Survey after survey concludes that tax incentives are far down on the list of critical elements that influence companies’ decisions on locations and expansions. Much higher is the presence of a high quality of life – vibrant downtown, outdoor recreational options, rich cultural and intellectual scene and research universities.
For Memphis to succeed in today’s economy (and more importantly, tomorrow’s), we need to base our economic development strategies on quality rather than cheapness. After all, in selling our city for its cheapness only cheapens what we have to offer in the first place.
As a community, Memphis must begin to focus on providing the best possible quality of life. Business, government, and residents must coalesce around a unifying vision that defines who we are and what we can be, our civic identity.

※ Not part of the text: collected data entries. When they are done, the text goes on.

PR #703, opened 2026-08-28
fix(sessions): batch the list_sessions terminal read and specify its ownership order (#629)

### LINKED ISSUE #629: list_sessions: collapse the per-session N+1 and add exc_info to swallowed-exception logs
Follow-up to #497, which deferred these two by agreement rather than folding them into a fix PR. Filing so they are not lost now that #497 has merged.

Both live in `services/session_service.py` and touch the same function, so they are cheap to do together.

### 1. N+1 in `list_sessions`

`_enrich_session_ownership` calls `list_terminals_by_session()` once per tmux session (`session_service.py:132`). On a shared `cao-server` with many sessions and frequent polling (web UI, ops tooling) that is per-session DB churn on a hot read path.

Suggested fix: fetch once via `list_all_terminals()` and group by `tmux_session` before enriching.

Raised by @gutosantos82 and by Copilot during the #497 review. Note #497 reduced the *subprocess* half of this — the persisted `working_directory` means the pane-cwd fallback now only fires for pre-migration rows — but the per-session query remains.

### 2. `exc_info` on the two swallowed-exception logs

`session_service.py:134` and `:160` log recoverable failures with an f-string and no `exc_info`, so the traceback is dropped and a DB or backend problem cannot be diagnosed without reproducing locally. The surrounding code deliberately swallows these to keep `list_sessions` from blanking, which is right — but the diagnostic should survive.

Suggested fix: lazy formatting plus `exc_info=True`, matching the repo's logging style for recoverable errors.

Raised by Copilot during the #497 review.

Happy to take both if useful.

tedswinyar:
Closes #629. Both items from the #497 review thread.

**Revised after adversarial review — the first version of this PR was wrong in a way worth stating plainly.** It read the *whole* terminals table. On the very path this PR cites as its motivation that measured **slower than the per-session code it replaced**, because rows for sessions tmux no longer reports are never swept on a long-uptime server. Details below, since the reasoning matters more than the diff.

## 1. Batching the terminal read

`list_sessions` enriched each session by calling `list_terminals_by_session` from inside `_enrich_session_ownership` — once per tmux session. New `list_terminals_in_sessions(names)` reads those sessions' rows in one `IN` query and `_terminals_grouped_by_session` buckets them.

**Why the read is bounded to live session names rather than being a whole-table read.** `cleanup_service.cleanup_old_data` deletes terminals older than `RETENTION_DAYS`, but `api/main.py` invokes it exactly once, at startup — so a server that stays up for weeks never sweeps. Rows leak on every non-graceful path (reboot, `tmux kill-server`, SIGKILL mid-teardown, `database is locked` during the same-name sweep), and because `generate_session_name()` is UUID-based, the lazy same-name sweep can never collect a different session's rows. Measured against the real schema:

| live sessions | dead rows | per-session (old) | whole-table | `IN (live)` |
|---|---|---|---|---|
| 10 | 0 | 1.40 ms | 0.29 ms | — |
| 10 | 1 000 | 1.40 ms | **4.86 ms** | 0.32 ms |
| 50 | 3 000 | 9.70 ms | **15.70 ms** | 1.05 ms |
| 50 | 20 000 | 30.6 ms | **145.8 ms** | 2.27 ms |

Transient allocation told the same story — a whole-table read grew unbounded (tens of MiB per call at 20k rows) where the narrow reads stayed flat. So the whole-table shape is only a win when the table happens to be clean, which is exactly what a long-uptime shared server is not. I've filed the startup-only sweep as a separate bug; this PR stops `list_sessions` scaling with it, it doesn't fix it.

**Explicit ordering, by `rowid`.** The caller picks a session's "first known terminal", so the pick is order-sensitive. My first version argued the absence of an `ORDER BY` was safe — backwards: absence is the engine's licence to differ, not a guarantee. It holds today only because `tmux_session` is unindexed so both plans are rowid scans, and the first thing anyone does about a slow per-session lookup is add that index.

My second version then ordered by `id` — which @haofeif correctly rejected, because `id` is `uuid4().hex[:8]`, so it made a session's owning terminal a deterministic *random* one and broke the ownership fields #497 added. Both reads now order by `rowid`, which is insertion order and so creation order, and **index 0 of a session's terminals is its oldest surviving row — normally its conductor**. That is a contract five consumers already depended on without stating it, one of which (`flow_service`) kills sessions on it; this PR states it at the data layer, restates it in the OpenAPI description because two consumers read it over HTTP, and pins it where the blast radius is real. See the review thread for why not a `created_at` column (a backfill from `last_active` inverts creation order on every existing database) and why not `caller_id` (a total form exists and costs ~29% on this read).

## 2. `exc_info` on the swallowed logs

All three handlers in this path now use lazy formatting plus `exc_info=True`. I initially left the outer `logger.error` in `list_sessions` alone as out of scope, @call-me-ram — but on reflection that inverted the diagnostic priority: the two I *had* converted only degrade one field, while that one blanks the entire response and is the net for anything the grouping or enrichment throws. It's a one-word change on an adjacent line, so I've included it. Say the word if you'd rather it were separate.

The swallows themselves are kept deliberately: blanking a listing because one metadata read failed would be worse than a missing traceback.

## Tests

The guard you asked for asserts a **property**, not a call count on a particular function: the read count must not grow across 1/3/30 sessions, with a stub that fails the test outright if a per-session query reappears. A pin on `list_terminals_in_sessions.call_count == 1` would have to be deleted by the next person who changes the read's shape, which makes it a restatement of the implementation rather than a guard — my first version had exactly that flaw.

A second test asserts the read requests *only live session names*, which is what stops a silent return to a whole-table scan.

Plus real-SQLite coverage of the new query — `IN` filtering with dead rows present, the no-names short circuit, and shape-and-order identity with `list_terminals_by_session` — graceful degrade when the read raises, and that every swallowed log carries a traceback (selected by logger name and message, since a level-only scan passes when any other logger emits one).

Ordering is covered by a creator-plus-lower-sorting-child case parametrized over whether the `(tmux_session, id)` index exists, because without that index an unordered read already scans in rowid order and would pass regardless; plus rowid reuse after deletion, activity not reordering a session (`ORDER BY last_active` would invert it), a demonstration that an upsert moves the row, a source-scan guard that fails the build if one is ever added, and an end-to-end `list_sessions()` assertion that the creator is reported as the owner.

Mutation-tested rather than assumed, across three rounds. Killed: regressing to a whole-table read, reintroducing the per-session query, dropping the no-names short circuit, either read unordered, `ORDER BY id`, `rowid DESC`, `ORDER BY last_active`, a rowid-moving write to `terminals`, `flow_service` or the CLI helper reading any terminal but the first, a source-level upsert, and each of the three handlers dropping `exc_info`. Two rounds of my own tests turned out to pass on the unfixed code and were rewritten — including, initially, the creator-plus-lower-sorting-child case @haofeif asked for.

## Deliberately not fixed here

**`_fleet_snapshot` re-issues the same N+1 one line later.** `api/main.py:1806` and `:2156` both call `list_sessions()` and then loop `list_terminals_by_session(sess["id"])` — so the dashboard path goes from 2N queries to 1+N, not to 1. Worse, `list_sessions` already computes exactly that data (the projections are identical) and discards it, and the call is synchronous inside an `async` generator that recomputes on every bus event. Fixing it means changing a different function in a different module, and you scoped this PR to the two items in #629, so I've filed it separately rather than widening this unasked. Happy to take it next.

## Verification

Full suite green on 3.11: 8430 passed / 20 skipped / 1 xfailed, against an 8419-passed baseline on `origin/main`. `black`, `isort` and `mypy` clean on all four changed files.

One transparency note: an earlier full-suite run showed `test_session_teardown_atomic.py::test_teardown_blocked_by_in_flight_create_same_name` failing. It is not from this change — it passes isolated, its file passes 8/8 on clean `main` under load, the specific ordering interaction with the new `test_database.py` cases passes 5/5, and this PR touches none of `delete_session`, `list_terminals_by_session` or the lifecycle lock. It reproduced only while two other test suites were saturating the machine. Filed as a flake in its own right.


src/cli_agent_orchestrator/clients/database.py
```diff
@@ -1418,6 +1418,52 @@ def update_terminal_shell_command(terminal_id: str, shell_command: str) -> bool:
...
+
+    Returns an empty list without querying when given no session names.
+    """
+    if not tmux_sessions:
+        return []
+    with SessionLocal() as db:
+        terminals = (
+            db.query(TerminalModel)
+            .filter(TerminalModel.tmux_session.in_(tmux_sessions))
+            .order_by(TerminalModel.id)
```
haofeif: **[P2] Preserve the session-owning terminal when ordering**

Adding an explicit order is correct, but `id` is generated from `uuid4`, so this makes the “first known terminal” a deterministic random terminal rather than the session creator. In a real-SQLite reproduction I inserted the creator first as `f0000000` (`supervisor`, `/repo/owner`) and then a child as `10000000` (`developer`, `/tmp/child-worktree`): `list_terminals_by_session()` returned the creator first, while this query returned the child first and `list_sessions()` consequently advertised the child's profile/worktree as the session owner.

That is especially likely once a session has several workers, and it breaks the ownership-directory purpose of #497. Order by a persisted creation/root-terminal identity (and cover a creator plus lower-sorting child), rather than using the random terminal ID as the ownership tie-breaker.

haofeif (changes requested):
Reviewed exact head `0d7bc0d`. The live-session-bounded batch query and traceback-preserving logging changes are sound, but the deterministic ordering now selects ownership metadata by a random UUID rather than by the session-owning terminal.

I reproduced this with the real SQLite schema: the session creator (`f0000000`, supervisor, `/repo/owner`) was inserted before a child (`10000000`, developer, `/tmp/child-worktree`). The replaced query selected the creator; the new query sorted the child first, and `list_sessions()` reported the child's profile and worktree as the session's ownership fields. This defeats the ownership signal introduced by #497 for ordinary multi-terminal sessions.

tedswinyar:
Confirmed, reproduced, and thank you — the reproduction was exact, and chasing it turned up a second defect in my own first attempt at the fix.

Reproduced at `0d7bc0d` through the real `list_sessions()` with your ids: creator `f0000000` (supervisor, `/repo/owner`) inserted first, child `10000000` (developer, `/tmp/child-worktree`) second. The replaced query returned the creator; the new one returned the child; `list_sessions()` reported `agent_profile=developer`, `working_directory=/tmp/child-worktree`. The `ORDER BY` I added to answer Copilot's undefined-row-order point traded a nondeterministic pick for a deterministic wrong one.

## What shipped: `ORDER BY rowid`, not a creation column

My first fix added an immutable `created_at` column with a migration that backfilled legacy rows from `last_active`. **That was wrong and I threw it away.** `last_active` has exactly two writers — `send_input` (`terminal_service.py:1672`) and `send_special_key` (`:1737`); `status_monitor` never touches it. So it advances when a terminal *receives input*, and a conductor receives operator input plus every worker callback. The conductor is therefore precisely the row with the **latest** `last_active`, and backfilling from it ranks the creator **last**. On a v2.5.0-shaped database with the supervisor created first and two quieter workers after it, that fix reinstated this exact bug — `list_sessions()` reported a worker's profile and worktree as the session's. The error is also *correlated with what it measures*: the longer a session has run, the more input its conductor has taken, so the more reliably it loses. A biased proxy is worse than no proxy.

That is not a bug in the backfill so much as the category error it inherits: **any new column has to invent a value for rows that predate it, and there is no honest source for this one.** `rowid` already records the answer exactly, for every row in every existing database — no migration, no backfill, no NULL residue.

Why rowid is a creation identity here and not merely storage order: every row is written at one site, inside `session_lifecycle_lock`, before the terminal can act (`terminal_service.create_terminal`); and a worker's row cannot precede its conductor's, because the MCP handoff either resolves a caller that already has a row (`GET /terminals/{caller_id}`, which raises on a stale id) or, running outside a CAO terminal, records no caller and starts a **new** session in which the worker is itself the conductor. Reuse after deletion does not reorder surviving rows: SQLite assigns `max(rowid)+1` among survivors, so a new row outranks every **live** row including all of its own session's. The one exception — a table holding a row at `2**63-1`, where SQLite switches to random rowids — is unreachable without an explicit rowid write, and is named in the model comment rather than left implied.

I want to be straight about the one thing this trades away, rather than let you find it: **it couples the ownership contract to SQLite.** I think that is acceptable here and I'd rather argue it than hide it. The repo is unconditionally SQLite (`constants.py`, `DATABASE_URL = f"sqlite:///{DATABASE_FILE}"`, no override), and `database.py` already imports `sqlite3` directly in a dozen migrators, issues raw `PRAGMA table_info`, and reasons explicitly about SQLite's inability to alter a primary key in place. A port off SQLite also fails **loudly** rather than silently: Postgres, MySQL and SQL Server have no `rowid`, so the query raises on the first session list. The one engine where it would be quietly wrong is Oracle, whose `ROWID` exists as a physical address with no creation meaning — named in the comment. If you'd rather have the portable version, the honest alternative is a `created_at` column with **no** backfill, ordering `created_at, rowid`, and legacy rows left NULL (NULL sorts first in SQLite ASC, which is correct — they *are* the oldest); say the word and I'll switch. I didn't choose it because a timestamp is a derived approximation of what rowid records exactly, it can tie where rowid cannot, and naive `datetime.now()` is non-monotonic across a DST fall-back — I reproduced a case where two terminals created 45 real minutes apart across `2026-11-01` in `America/Los_Angeles` get readings `01:30` then `01:15`, which flips the pick.

I also considered `caller_id`, and I want to put that on the record rather than leave it looking overlooked, because it is the closest thing the schema has to the "root-terminal identity" you asked for: a conductor created through `create_session` records no caller, while an MCP-spawned worker records its supervisor. On its own `caller_id IS NOT NULL` is not total — `caller_id` is an optional parameter of the agent-step create path, so a root carrying an explicit caller gets outranked by a later terminal without one. It *can* be made total by additionally requiring the parent to be in the same session (a correlated `EXISTS` on `tmux_session`, which is immutable after insert, so a root's caller can never be in its own session). I built that and measured it: **~+29% on this read** (9.0ms → 11.6ms for 50 sessions over 5k rows), and it couples the conductor pick to referential integrity nothing enforces — there is no FK on `caller_id`, and ghost terminals are deleted in three places, so a deleted root leaves every worker's caller dangling. I rejected it on that cost and coupling rather than on correctness, for a hazard that is now a red build instead of a silent inversion (below). If you'd rather pay the 29% for a modelled predicate, say so and I'll switch — it is a two-line change.

There is one latent hazard, and it is now **enforced rather than documented**: an `INSERT OR REPLACE`/upsert against `terminals` delete-and-reinserts, so the row gets a new rowid and jumps to the end of its session. Nothing does that today, but a comment cannot fail a build, so `test_no_upsert_against_the_terminals_table` scans the source for it — the same shape as the repo's existing `test/test_no_ffi_guard.py`. I verified it fires on an injected upsert, tolerates the hazard being *described* in prose, and does not fire on an upsert against an unrelated table. A companion test demonstrates that a replace really does flip the conductor, so the consequence is visible rather than asserted.

**Two limits of the contract that I want to state plainly, because both are pre-existing and neither is fixed here.** First, `session_lifecycle_lock` is a `threading.Lock` and therefore per-process; `cao schedule run` executes `execute_flow` in the CLI process, and `flow_service` does not take the lock at all, so its kill-and-recreate is not serialised against cao-server, and an insert landing in that window can take index 0. Second, index 0 is the oldest *surviving* row, which stops being the conductor once the conductor's own terminal is deleted — `DELETE /terminals/{id}` has no guard and ghost-terminal cleanup deletes rows while the session lives. Both are now named on `list_terminals_by_session`, and I filed the first as its own issue (a `flow_service` lifecycle-lock gap in the same class as #498) rather than widening this PR. The ordering makes index 0 *predictable*; it does not make it an identity, and the docs no longer imply otherwise.

## The scope you should push back on if you disagree

I also ordered `list_terminals_by_session`, which is what let the batched read diverge in the first place — it returned implicit rowid order, so callers taking the first terminal got the conductor *by accident* with nothing stating it. That is exactly how an innocuous `ORDER BY id` could regress #497 without tripping a test.

Investigating that turned out to matter more than I expected: **the "index 0 is the conductor" rule has five consumers, none of which stated it, and it predates #497 by four months** (`cao session` shipped it in #187, 2026-04-21). One is destructive — `flow_service.py` takes `terminals[0]` as the conductor and calls `kill_session()` when it reads as not-busy, so a wrong index 0 there tears down a session whose conductor is mid-run. Two more (`cao session status` / `list`) read the order over **HTTP**, which makes it part of the public API contract, not an internal invariant. So this change also:

- states the contract once at the data layer, the only place that can guarantee it;
- restates it once in `GET /sessions/{name}/terminals` so it reaches OpenAPI, since two consumers can't see a DB-layer docstring;
- has the rest *cite* it rather than restate it — five restatements is how an invariant drifts;
- pins it at `flow_service` with a test that arranges a busy conductor plus an idle worker and asserts **which** id is consulted, because "skips when busy" passes either way.

Adding the ORDER BY to both reads incidentally fixed a second latent instance of the same bug at `flow_service`, which had been relying on implicit row order to decide whether to kill a session.

## Tests, and two of mine that were worthless

Mutation-tested across two rounds. Killed: `ORDER BY id`, either read unordered, `rowid DESC`, `ORDER BY last_active`, `update_last_active` rewritten as delete-plus-insert, `flow_service` reading the last terminal, the CLI conductor helper reading the last terminal, a source-level upsert against `terminals`, and each of the three handlers dropping `exc_info`.

Two things worth flagging because they change how much the tests are worth:

- **My first-cut ordering tests were tautological, including the one you asked for.** Three of four passed with *both* `ORDER BY`s removed. An unordered read of an unindexed table already scans in rowid order, so they pinned "not ordered by id" and nothing more — the creator-plus-lower-sorting-child case you specifically asked for was a no-op guard. It is now parametrized `[no_index, with_index]`: the indexed case creates the index a contributor would add for exactly this lookup, where an unordered read *does* return the lower-sorting worker first. Verified both directions — with both `ORDER BY`s removed, `[with_index]` fails and `[no_index]` still passes, and each read is covered individually. An earlier version of this test also had a subtler flaw: its sanity probe selected only `id`, which gets a covering-index plan, so it could have kept passing after the production plan stopped being reordered; it now selects the production column list.
- Which index shapes reorder the probe is unintuitive AND is a property of the ids under test rather than a general rule — measured for this pair, `(tmux_session, id)` and `(tmux_session DESC, id)` reorder it while `(tmux_session, id DESC)` and `(tmux_session)` alone do not. An earlier version of the docstring stated the DESC half as a general property; that is why the test carries a self-check instead of an assumption.

Your two Copilot-adjacent points, for the record: the outer `logger.error` at `session_service.py:249` already carried `exc_info=True` at the reviewed head, but **nothing tested it** — the two existing assertions are WARNING-level, covering one session's metadata, while that one is the ERROR-level net that blanks the whole response, so I added a test. And the query-count test deliberately counts a real stub rather than asserting `assert_called_once()` on a mock; the comment above it explains why pinning a specific function name would restate the implementation.

A second review pass found four more tests worth having, three of which cover claims the prose was making alone:

- **`ORDER BY last_active` passed every test while inverting ownership.** It is the obvious-looking "cleanup" for an implicit rowid order — a real declared column instead of a storage detail — and it is exactly wrong for the reason above. Every existing test happened to write `last_active` in creation order, so the two orderings agreed and the substitution was invisible. One keystroke to the conductor separates them, and that is now a test.
- **The two CLI consumers this change documents had no test at all**: reading `terminals[-1]` instead of `[0]` passed all 492 tests in `test/cli`, because the sibling tests return the same payload for every request and so never observe *which* id was fetched.
- **`list_sessions()` itself had no ownership test** — which is precisely how the original regression reached you. The unit test covering the batched read was green while asserting `ORDER BY id`, the very thing that broke ownership; a test one layer up would have failed instead of endorsing it. Added, at the layer users see.
- The three `exc_info` assertions scanned `caplog` by **level only**, so they pass whenever any unrelated logger emits a traceback at that level while the handler under test loses its own (`caplog.text` doesn't save them either — traceback text is included in it). Now selected by logger name and message. The two pre-existing WARNING instances shared the flaw, so I fixed the pattern rather than extending it.

## Verification

The four directly affected suites (database, session_service, flow_service, the session CLI) are 187 passed. Full suite against a fresh `main` baseline — one venv driving both source trees so the installed packages are identical, runs sequential, both from clean worktrees: **zero new failures** (62 on this branch vs 63 on `main`; the one baseline-only failure is `test_suite_selection`, which this branch predates). The ~62 shared failures are environmental here — `ag-ui-protocol` and `opentelemetry.sdk` are not installed in my venv, so those endpoints return 501 — and the failure sets are otherwise identical.

One measurement note, since it caught me out three times: my first comparisons were contaminated, once by a concurrent mutation sweep and once by running from my own working directory, which had ~500MB of scratch worktrees under `.claude/` and pushed four unrelated wall-clock-budget tests over their thresholds. Counts alone could not distinguish that from a regression — only the per-test failure set could. `black`, `isort` and `mypy --strict` are clean on every changed file.

CHANGELOG entry added by hand, following #497's and #691's placement — but you should know that the entry is doomed and the convention is broken. `scripts/bump_version.py` runs `git-cliff --tag vX -o CHANGELOG.md` with no `--prepend` and no `--unreleased`, so the next release regenerates the whole file from git history and deletes every hand-written entry. That is already visible in the current file: `[2.5.0]`'s `### Fixed` lists #497 twice (hand prose at one line, the cliff one-liner at another), and #498 and #545 the same way. I kept the entry because it is what the repo visibly does and reviewers have blocked PRs for omitting one, but I filed the underlying problem separately rather than adding to it. Relatedly, `cliff.toml` has no `^perf` parser, so this PR's headline commit lands under "Other" beside a `style:` commit while a subsidiary `fix:` gets promoted to "Fixed" — also its own issue.

Also filed: the `created_at` column does have one legitimate consumer, just not this one. `web/src/api.ts` declares `TerminalMeta.created_at` and `DashboardHome.tsx` renders `Started <relative>` from it, and no backend path has ever emitted it, so that badge has never rendered. That's a user-visible timestamp, a different concern from an internal ordering key, and conflating the two is how an `ORDER BY` fix acquired a schema change and a data migration in the first place.

haofeif (approved):
Re-reviewed at exact head `5939784bc67eb09637bf890686f2cdef150537ac`. The prior UUID-ordering finding is fixed: both session-scoped reads now preserve insertion order, including under the index plan that exposed the regression, and the creator-plus-lower-sorting-worker case is covered through the user-visible ownership path. I found no remaining blocking issues.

From CEO’s to cab drivers, everyone who lives or works in cities like New York, Paris, New Orleans, or even Durham can tell you in three words what those cities are about. As a community, we need a visionary Plan For Memphis that can help us better define who we are and where we want to go. In an increasingly competitive environment, we’re running out of time to do so, and the risk is too great not to.
~Brown
You are correct, but buffoons of Memphis have been proclaiming that they have DONE just that for decades, which in fact is a damn lie – Memphis has been and continues to fool others by fooling themselves – that’s exactly why Memphis shall be left in the “dust” by several other cities in the southeast, midsouth, and a few in the west
Again, you hit the nail on the head with your comment – it encapsulates in a few words exactly ‘why’ Memphis is perceived outside the region as a laggard.
There IS NO “CIVIC IDENTITY” ! I can tell you that through my living in various regions, and traveling all over, no one I have ever met can readily identify what that “identity” really IS – no one The only garbage I here is
an identity wrapped up in Elvis and damn greasy ass “BoBBi- CUR”.
Believe me my friend, your pinpointing this singular opportunity, will do NOTHING for the cause – not in the next TWENTY YEARS, if then.
You my friend are “fighting an uphill battle” and a losing one – it’s not sad to admit it, it’s sad to keep believing these bozos are going to be competitive as other cities and regions.
It ain’t happening – well, it might by 2035. Any body with any sense should cut their loses and fold.
Well, it’s homo-hatin’ racist dipshit showing up again. Mama must’ve let you have your internet privileges back, twirp.
whenever I go to Memphis, it doesn’t ever seem to change ! attitudes included and I think it’s sad because it has so much potential
having said that I would not swap living here in SRQ for living anywhere close to Memphis even as much as I enjoy it at times – great basketball culture and history, but no way I would consider betting on the city over many other great southern cities !
later ! having a cold one !
we need a visionary Plan For Memphis.